Received 9 August 2012; Accepted 6 December 2012

Academic Editor: Huaguang Zhang

Copyright © 2013 Xiao-Lei Xia et al. This is an open access article distributed under the Creative Commons Attribution License, which permits unrestricted use, distribution, and reproduction in any medium, provided the original work is properly cited.

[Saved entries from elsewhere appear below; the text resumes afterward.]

PR #1945, opened 2021-12-17
Remove deprecation: button.xalign; bump min gtk, disable deprecated

jeremypw:
First step towards GTK4 - remove remaining GTK3  deprecations.  Note that needs https://github.com/elementary/granite/pull/545 to suppress warning about a deprecation in DynamicNotebook

### DIFF
--- a/meson.build
+++ b/meson.build
@@ -20,6 +20,8 @@ terminal_name = 'pantheon-terminal'
 add_project_arguments(
     ['-DGETTEXT_PACKAGE="' + meson.project_name() + '"',
     '-DHANDY_USE_UNSTABLE_API',
+    '-DGDK_DISABLE_DEPRECATED',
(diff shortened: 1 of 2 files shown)


danrabbit:
Hm, so I think the reason this was done was to make it so clicking anywhere along the actionbar will activate the button. If we want to preserve that behavior, it looks like according to the docs that the child of the button should be a Gtk.Alignment and we can set `xalign` there instead of on the button itself

jeremypw:
@danrabbit OK, I can do that.  I left it like this because Code does not hexpand the button - although in that case there is a menu button on the right.

jeremypw:
@danrabbit Slight problem - `Gtk.Alignment` is deprecated and does not appear in Gtk4. I'll see if there is another solution.

jeremypw:
Closing - fix xalign better in another PR.

PR #1946, opened 2021-12-17
Do not use deprecated style property

jeremypw:
Based on #1945
The style property "vertical-separator" is deprecated.  It is not clear how to obtain the same information otherwise so it is estimated at 10% of the cell height, which visually gives the same result.


jeremypw:
New PR based on master will be submitted.

PR #1949, opened 2021-12-18
Avoid using a style property

jeremypw:
In line with Gtk4 migration guidance, use of a style property is avoided.
It is not clear how to obtain the same information otherwise so it is estimated at 10% of the cell height, which visually gives the same result.


jeremypw:
Closing as a Gtk4 port is not imminent.

Issue #1921, opened 2021-11-01
"More data available" popup not appearing


jameskerr:
To reproduce, create a new pool with zapi, click on that pool in the app (it will be empty), then load data into that pool with zapi load.

```
zapi create bigdata
zapi use -p bigdata
zapi load any-data.zng
```

You would expect to see a popup, but not appears.

This was working in version v0.25.0.

![image](https://user-images.githubusercontent.com/3460638/139753693-59f95a8a-2d0a-4f05-9b6b-1bb6341713dd.png)

PR #1949, opened 2021-11-08
Request zjson format from query endpoint 

### LINKED ISSUE #1946: Request zjson format for pool list/get
We've decided to embrace our own model more by using zjson instead of json as the response format for requests through the `/query` endpoint when listing and getting pool metadata. We can then continue to use zealot to unpack those values for use within the app.

mason-fish:
fixes #1946 
adds integration tests to ensure #1921 is resolved but depends on https://github.com/brimdata/brim/pull/1945

The itest is not related to this specific format change other than how the commit-notification breakage (which it tests) encouraged us to re-examine the requested response format change that is included here. That changes consists of requesting and unpacking zjson into js pool config objects instead of unpacking json.


jameskerr (approved):
Awesome. That test is easy to read.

The solution of a Least Squares Support Vector Machine (LS-SVM) suffers from the problem of nonsparseness. The Forward Least Squares Approximation (FLSA) is a greedy approximation algorithm with a least-squares loss function. This paper proposes a new Support Vector Machine for which the FLSA is the training algorithm—the Forward Least Squares Approximation SVM (FLSA-SVM). A major novelty of this new FLSA-SVM is that the number of support vectors is the regularization parameter for tuning the tradeoff between the generalization ability and the training cost. The FLSA-SVMs can also detect the linear dependencies in vectors of the input Gramian matrix. These attributes together contribute to its extreme sparseness. Experiments on benchmark datasets are presented which show that, compared to various SVM algorithms, the FLSA-SVM is extremely compact, while maintaining a competitive generalization ability.